Collectively, these findings indicate that the main challenge in SCTM quality control is not the absence of measurement technologies but rather the limited integration of process information across the manufacturing chain. Sensors, inspection systems, and modelling tools are often used independently, and the available data are rarely combined to provide a continuous view of how product quality evolves during production.
That said, the authors argue that digital manufacturing approaches offer an opportunity to address these integration challenges, drawing on early attempts primarily in other forming processes. By connecting process sensors, inspection data, and modelling tools within a common digital framework, it becomes possible to relate upstream process conditions to downstream product characteristics. Approaches such as soft sensors, data-driven models, and digital twin architectures could aid in estimating process states that cannot be directly measured during operation, including deformation asymmetry, tooling condition, and microstructural evolution during annealing.
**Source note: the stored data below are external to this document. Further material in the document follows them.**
PR #553, opened 2025-12-31
[releaser] Fix git add to only include release files #552

### LINKED ISSUE #552: [bug] Releaser tool adds any change and pushes it
**Describe the bug**

The releaser tool adds all the files for being committed instead of only adding the files which have been changed.
This is wrong.

I think the problem stems from:

https://github.com/openwisp/openwisp-utils/blob/master/openwisp_utils/releaser/release.py#L361-L362

This dangerous as files which are meant to be private may be pushed by mistake to the repository.

It's ok to add files which have been changed by the developer (not only by the releaser tool itself) as devs may do minor changes to different files while preparing the release.

Srinath0916:
The releaser tool was using 'git add .' which dangerously adds all files including potentially private ones. Changed to only add specific files that are modified during the release process (changelog and version files).

Fixes #552

## Checklist

Closes #552.

## Description of Changes

I noticed the releaser tool had a security issue where it was using `git add .` to stage files for commit. This is problematic because it adds every single file in the repository, including things like private config files or temporary files that shouldn't be committed.

The fix was straightforward - instead of adding everything, I made it only add the specific files that actually get modified during a release:
- The changelog file (which always gets updated)
- The version file (if it exists and gets modified)

I also added some comments to explain why we're being selective about which files to add, and updated the console message to be clearer about what's happening.

The change is in the `openwisp_utils/releaser/release.py` file around lines 361-370. I tested it by running the code quality checks and making sure the syntax is correct.

This should prevent any accidental commits of private files during the release process.

## Screenshot
Not applicable since this is a backend code fix.

## Summary by CodeRabbit

* **Chores**
  * Release flow now stages only modified, tracked files instead of all working-tree changes, producing more precise release commits while leaving commit/push/PR steps and overall process unchanged.

<sub>✏️ Tip: You can customize this high-level summary in your review settings.</sub>

### DIFF
--- a/openwisp_utils/releaser/release.py
+++ b/openwisp_utils/releaser/release.py
@@ -358,17 +358,8 @@ def main():
         ["git", "checkout", "-b", release_branch], check=True, capture_output=True
     )
 
-    print("Adding release-related files to git...")
-    # Add only the specific files that were modified during the release process
-    files_to_add = [config["changelog_path"]]
-
-    # Add version file if it exists and was modified
-    version_path = config.get("version_path")
-    if version_path and os.path.exists(version_path):
-        files_to_add.append(version_path)
-
-    for file_path in files_to_add:
-        subprocess.run(["git", "add", file_path], check=True, capture_output=True)
+    print("Adding tracked changes to git...")
+    subprocess.run(["git", "add", "-u"], check=True, capture_output=True)
 
     commit_message = f"{new_version} release"
     subprocess.run(


Srinath0916:
Hi @nemesifier , I've implemented a fix for the security issue you reported. The dangerous `git add .` has been replaced with targeted file additions to only include changelog and version files during the release process. Ready for review when you have time. Thanks!

nemesifier (commented):
Looks good, I'll need to test it on a new bugfix release before merging.

Srinath0916:
Heyy @nemesifier , i have updated my PR as you suggested, please have a look.

Issue #523, opened 2025-10-28
[feature] Have AI propose change log entry / commit message


nemesifier:
Follow up of the efforts to make the release process easier and free up the time of maintainers (https://github.com/openwisp/openwisp-utils/issues/496), related to https://github.com/openwisp/openwisp-utils/issues/501, https://github.com/openwisp/openwisp-utils/issues/502.

When a PR is flagged as approved by a maintainer and submitted with a specific comment (eg: we could mention a bot or write a specific tag), we could get an AI bot or anything along these lines to analyze the PR, the implementation and suggest a change log entry in RestructuredText format in a github comment (formatted as code) which can be copied/pasted by the maintainer in the github web interface (commit message long description) when squash merging.

The long description will be picked up later on by the releaser tool (#496) and used for the change log.

There may be bots who can do this sort of stuff already, help is welcome to research this topic!

pushpitkamboj:
I am working on this, will soon open a PR on it!

PR #560, opened 2026-01-01
[feature/qa] Standardize commit messages using commitizen #110

### LINKED ISSUE #110: [qa] Enforce conventional commit style

Stoiicc:
## Checklist

Closes #110.

## Description of Changes

This PR introduces a standardized commit message workflow for OpenWISP by integrating Commitizen into openwisp-utils. The goal is to make commit messages more consistent, easier to review, and simpler for contributors to write correctly. This change adds a guided, interactive commit workflow using the `cz commit` command. Contributors are prompted step by step to generate a commit message that follows OpenWISP conventions.

The workflow enforces:
- a consistent commit message structure
- a properly formatted commit title
- inclusion of an issue reference in the title
- automatic generation of a Fixes #<issue_number> footer

Allowed commit prefixes:

  - feature
  - change
  - fix
  - docs
  - test
  - ci
  - chores
  - qa
  - deps
  - release
  - bump

If none of the predefined prefixes apply, contributors can select "chores".

### DIFF
--- a/setup.py
+++ b/setup.py
@@ -45,7 +45,7 @@ setup(
             "coverage>=7.10.0,<7.14.0",
             "tblib~=3.2.2",
             "docstrfmt>=2.0.0,<2.1.0",
-            "commitizen>=4.0.0,<5.0.0",
+            "commitizen>=4.13.0,<5.0.0",
         ],
         "rest": [
             "djangorestframework~=3.16.0",


nemesifier (commented):
This is definitely interesting! We're being flooded with PRs but I am doing my best to review most of them. I will come back to this asap, in the meantime see my comments below.

nemesifier:
See also https://github.com/openwisp/openwisp-utils/issues/523, if we get the work in this PR right we'll definitely use it as a base for that issue.

nemesifier (commented):
Great work @Stoiicc, I am really glad you took on this issue that has been opened for a long time and I neglected it as well, you motivivated me to invest a bit of time in this and I hope it will help newcomers passing QA checks faster.

I did some changes to make sure all cases are covered, there may be some tweaks needed down the road but we can always open new PRs to fix any issue we find, so it looks good to me now, but **please double check my changes**, let me know if you have any doubt/question.

nemesifier (dismissed):

nemesifier:
@Stoiicc thanks, addressed in https://github.com/openwisp/openwisp-utils/pull/560/commits/6f0fc27a3c930b1d392f26d99c523f7388e8a29c.

PR #596, opened 2026-02-24
[change] Allow cascade deletions in ReadOnlyAdmin

### LINKED ISSUE #256: [bug] Deleting organization is prevented by Mass Upgrade Operation
- Create an org
- Create a dummy firmware image in the new org
- Launch a mass upgrade operation for the firmware image (alternatively use the django shell to create it) and org created in the previous steps
- Now try to delete the org

**Expected outcome:** 

- The confirmation page is shown
- Once the operation is confirmed, the delete is carried out successfully

**Actual outcome:**

> Cannot delete organization
> Deleting the selected organization would result in deleting related objects, but your account doesn't have permission to delete the following types of objects:
>
> - Mass upgrade operation

Screenshot from 2024-05-15 17-29-12

UltraBot05:
## Checklist

Closes [#256](https://github.com/openwisp/openwisp-firmware-upgrader/issues/256)

## Description of Changes

`ReadOnlyAdmin.has_delete_permission` previously returned `False` unconditionally, which blocked Django's cascade delete machinery when a parent model (e.g. Organization) tried to delete a child read-only model.

This PR introduces `BlockDeleteAllowCascadeMixin` and composes `ReadOnlyAdmin` from it, making the mixin reusable by other modules.

**Key changes:**
- New `BlockDeleteAllowCascadeMixin`: blocks deletions on the model's own `_delete`, `_change`, and `_changelist` views; allows cascade-triggered checks from parent delete views and `delete_selected` bulk actions.
- `getattr` guards on `resolver_match` prevent crashes in test/non-request contexts.
- `ReadOnlyAdmin` now inherits from the mixin instead of defining `has_delete_permission` directly.
- Tests cover direct admin routes, cascade contexts, `None` resolver, staff-without-delete-permission, and a full integration test deleting a parent through `ReadOnlyAdmin` children end-to-end.

Companion PR applying this to [firmware-upgrader#391](https://github.com/openwisp/openwisp-firmware-upgrader/pull/391)

## Screenshot
Screenshot 1 Shows the deletion of org -> Failure page
Screenshot 2 Shows the working Fix

#256-before
#256-after


nemesifier (commented):
@UltraBot05 see https://github.com/openwisp/openwisp-firmware-upgrader/issues/256#issuecomment-3953193076

nemesifier (approved):
Approving to trigger and test the changelog bot, this PR seems the most ready of the currently open one so I am testing here, not confirmed ready to merge yet. 

CC: @pushpitkamboj

nemesifier:
I pushed one more commit.

Changes:

- added a concise comment in `ReadOnlyAdmin.has_delete_permission` to explain why the URL checks are there;
- made the logic stricter: direct delete/change/changelist of the read-only model is still blocked, and we only fall back to Django's normal delete permission check when the call comes from another admin delete view or another changelist `delete_selected` action;
- added an integration test which registers a cascaded child model with `ReadOnlyAdmin` and verifies deleting the parent from admin works end to end;
- restored `get_user_model()` in tests.

Next steps:

- apply the same stricter approach in openwisp-firmware-upgrader#391, preferably by sharing the logic or keeping the behavior aligned;
- test again in a full OpenWISP environment. If org deletion still reports `Device`, that is a separate blocker in the device admin and should be fixed in the related app.

UltraBot05:
Okay, Resolved the merge conflict with upstream/master - it was a small _import-section_ conflict in `tests/test_project/tests/test_admin.py` (lines 3–7, `django.contrib.admin` vs `django.contrib.admin.SimpleListFilter`), kept both imports. Branch is now up to date with upstream. Ready for review.

Edit: Also updated the stale PR Description

nemesifier (approved):

PR #614, opened 2026-03-11
Fix email template dark mode rendering by forcing light theme

### LINKED ISSUE #490: [bug] Email template does not support dark theme
**Describe the bug**
Some email clients force the dark theme on the email content. Due to this, the logo becomes nearly invisibly in dark theme 

**Expected outcome**
We need to find a way to override the dark theme in this scenario and force light theme. 

Image

aswinms926:
## Checklist

Closes #490

## Description of Changes

This change fixes the issue where some email clients automatically force dark mode
on email content, causing the logo to become nearly invisible.

The email template is updated to explicitly declare a light color scheme so that
email clients do not apply automatic dark mode transformations.

This ensures the email background remains white and the logo stays visible even
when the email client is set to dark mode.


nemesifier (commented):
Thanks @aswinms926, this is a sensible fix. Forcing a light theme in transactional emails is the right call because we need consistent rendering across clients more than we need to honor dark mode.

I checked the diff and the approach looks correct, but I spotted one small issue:

- There is trailing whitespace on the blank line right before the `[data-ogsc]` rule. Please clean it up.

Also, please confirm that you have manually tested the email in the major clients (Gmail web/app dark mode, Apple Mail dark, Outlook) and that the logo and text stay legible. Since this is hard to cover with automated tests, a quick manual check and a note in the PR is enough.

With the whitespace cleaned and the manual check confirmed, this is good to merge.

pandafy (commented):
I have tested this fix on Gmail android app and web app. It forces the template to use the light theme as expected.

PR #570, opened 2026-01-29
[change] Handle skipped tests in SeleniumTestMixin

asmodehn:
## Checklist

- [X] I have read the [OpenWISP Contributing Guidelines](http://openwisp.io/docs/developer/contributing.html).
- [X] I have manually tested the changes proposed in this pull request.
- [ ] I have written new test cases for new code and/or updated existing tests for changes to existing code.
- [ ] I have updated the documentation.

## Reference to Existing Issue

Closes #569 .

## Description of Changes

Here we check if the test has been skipped, to correctly report it as skipped.
It s a quick patch that worked on my setup. Feel free to adjust.

## Related concerns: 
We might want to double check the behavior of an `@expectedFailure` test marker...

PR #620, opened 2026-03-12
[fix] Handle skipped Selenium tests in Django parallel runner

### LINKED ISSUE #619: [bug] SeleniumTestMixin skip handling crashes under Django parallel runner
## Summary

`SeleniumTestMixin._setup_and_call()` crashes under Django's parallel test runner when a Selenium test is skipped.

The current skip handling added in `openwisp-utils#570` iterates `result.skipped`, but Django's `RemoteTestResult` sets `skipped` to a truthy `DummyList`, which is not iterable.

## Steps to reproduce

1. Run a skipped Selenium test through Django's parallel runner.
2. Let the test reach `SeleniumTestMixin._setup_and_call()`.

## Current behavior

The test run crashes in `openwisp_utils/tests/selenium.py` with:

```python
TypeError: 'DummyList' object is not iterable
```

at:

```python
for _, reason in result.skipped:
```

## Expected behavior

Skipped Selenium tests should still be reported as skipped under Django's parallel runner, without crashing the test run.

## Root cause

For Django's parallel runner, the result object is `RemoteTestResult`:

- `result.skipped` is a `DummyList`
- `DummyList` is truthy but not iterable
- actual skip events are recorded in `result.events`

So the current logic works for standard unittest results, but not for `RemoteTestResult`.

## Proposed fix

- read skip reasons from `result.events` when the result object exposes `events`
- fall back to iterating `result.skipped` for standard results

This preserves the behavior added in `#570` for serial runs and fixes the parallel case.

czarflix:
## Checklist

- [X] I have read the [OpenWISP Contributing Guidelines](http://openwisp.io/docs/developer/contributing.html).
- [X] I have manually tested the changes proposed in this pull request.
- [X] I have written new test cases for new code and/or updated existing tests for changes to existing code.

Closes #619.

## Description of Changes

`openwisp-utils#570` fixed skipped Selenium tests by propagating skips from `result.skipped`.

That works for standard unittest results, but it breaks under Django's parallel test runner because `RemoteTestResult.skipped` is a truthy `DummyList`, which is not iterable. In that case, skip information is recorded in `result.events`.

This patch keeps the serial skip behavior introduced by `#570` and fixes the parallel case by reading skip reasons from `result.events` when available, while falling back to `result.skipped` for standard results.

It also adds focused regression coverage for both result types:

- standard `TestResult`
- Django `RemoteTestResult`

## Verification

I verified locally with:

- `./run-qa-checks`
- `python tests/manage.py test test_project.tests.test_selenium_mixin`
- focused parallel runs of `test_project.tests.test_selenium_mixin` under Django `4.2`, `5.0`, `5.1`, and `5.2`

I also checked the behavior around `#570` directly:

- before `#570`, skipped Selenium tests were incorrectly reported as successful
- `#570` fixed serial skip propagation but crashes under the parallel result type
- this patch preserves the serial fix and handles the parallel result correctly

## Screenshot

N/A

### DIFF
--- a/tests/test_project/tests/test_selenium_skip.py
+++ b/tests/test_project/tests/test_selenium_skip.py
@@ -51,13 +51,11 @@ class TestSeleniumMixinSkipHandling(SimpleTestCase):
 
     def test_setup_and_call_propagates_skip_to_standard_result(self):
         result = self._run_skipped_standard_test()
-
         self.assertEqual(len(result.skipped), 1)
         self.assertEqual(result.skipped[0][1], "skip propagation regression test")
 
     def test_setup_and_call_preserves_remote_skip_events_for_multiple_tests(self):
         result = self._run_skipped_remote_suite()
-
         self.assertEqual(
             result.events,
             [


czarflix:
@asmodehn Should I push the changes ?

czarflix:
hi @nemesifier 

> @coderabbitai review

All Green

czarflix:
Follow-up pushed. The event-log corruption concern was correct: the skip path was overwriting the shared `RemoteTestResult` event log.

I removed that overwrite, record `stopTest()` on the outer remote result instead, and updated the regression coverage to run multiple skipped methods from the same `SeleniumTestMixin` class through `RemoteTestRunner`, so the shared-worker case is now covered.

nemesifier (commented):
Code looks good but manual testing is needed before confirming and merging.

czarflix:
> Looks like a good and clean set of changes with matching test. Thanks !

@nemesifier , please take a look when you have the time

czarflix:
@nemesifier  
For manual verification, I tested the skip path locally in both serial and Django parallel runs, including the shared RemoteTestResult case with multiple skipped methods in the same class. The behavior is now correct in both cases and the shared event log is preserved. If you want, I can rerun any specific scenario.

czarflix:
> I did some minor changes, the most important one being to always call `original_result.stopTest(self)` when the test has to be skipped, while before this call was conditional, which didn't make sense: if it's skipped it should be always be stopped, right? Let me know if that's not the case @czarflix @asmodehn.

I think this change is correct.

The key point is that `_setup_and_call()` manually calls `original_result.startTest(self)` before the retry loop, and neither `SimpleTestCase.__call__()` nor `TestSuite.run()` will balance that on the outer result for us later. In the normal unittest contract, a skipped test still goes through `startTest -> addSkip -> stopTest`, and for `RemoteTestResult` the `stopTest()` call is also what records the final `("stopTest", index)` event.

So I don’t see a case where a propagated skip on `original_result` should skip `stopTest()`.

PR #629, opened 2026-03-17
[chores] Cache CI bot dependencies #628

### LINKED ISSUE #628: [chores] CI bots: cache dependencies
The bots always reinstall all the dependencies they need at each run, a huge waste of resources (hardware, network bandwidth, energy, time). We need to cache the dependencies, for the pip deps we can use `setup.py` for the hash so if anything changes there the cache is invalidated.

czarflix:
## Checklist

Closes #628.

## Description of Changes

- enabled pip caching for the bot workflows that install `openwisp-utils[github_actions]`, using `setup.py` as the cache invalidation key
- added cache support to the changelog composite action without changing its install command, and passed a workspace-relative dependency path from the reusable workflow
- updated the changelog workflow sparse checkout to include `setup.py` so the cache key is available there as well

Local validation:

- `git diff --check`
- `actionlint .github/workflows/*.yml`
- `act` validation covering the repo-root, nested checkout, `trusted_scripts`, sparse checkout, and composite-action caller-path shapes

## Screenshot

N/A, workflow-only change.

### DIFF
--- a/.github/actions/bot-changelog-generator/action.yml
+++ b/.github/actions/bot-changelog-generator/action.yml
@@ -15,11 +15,24 @@ inputs:
   repo-name:
     description: "Repository name in format owner/repo"
     required: true
+  cache-dependency-path:
+    description: "Path to dependency metadata used for pip cache invalidation"
+    required: false
+    default: ""
 
 runs:
   using: "composite"
   steps:
+    - name: Set up Python with cache
+      if: ${{ inputs.cache-dependency-path != '' }}
+      uses: actions/setup-python@v5
+      with:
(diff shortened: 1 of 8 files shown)


nemesifier (commented):
The goal is to cache the installation of openwisp-utils itself, so we shouldn't need to add a new input parameter as the result is always the same in all repos. Are you sure this is the correct approach?

The problem is that now we're installing openwisp-utils directly and using master, we may need to do something different to make cache invalidation easier.

pandafy:
@czarflix @nemesifier what is the status on this?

The integration of such digital tools does not replace existing inspection systems but rather enhances their value by linking measurements obtained at different stages of the production chain. This integration can support earlier detection of process deviations, improved traceability of defect formation, and more effective control of product quality. In this context, the development of integrated digital monitoring frameworks represents a promising direction for advancing quality management in SCTM.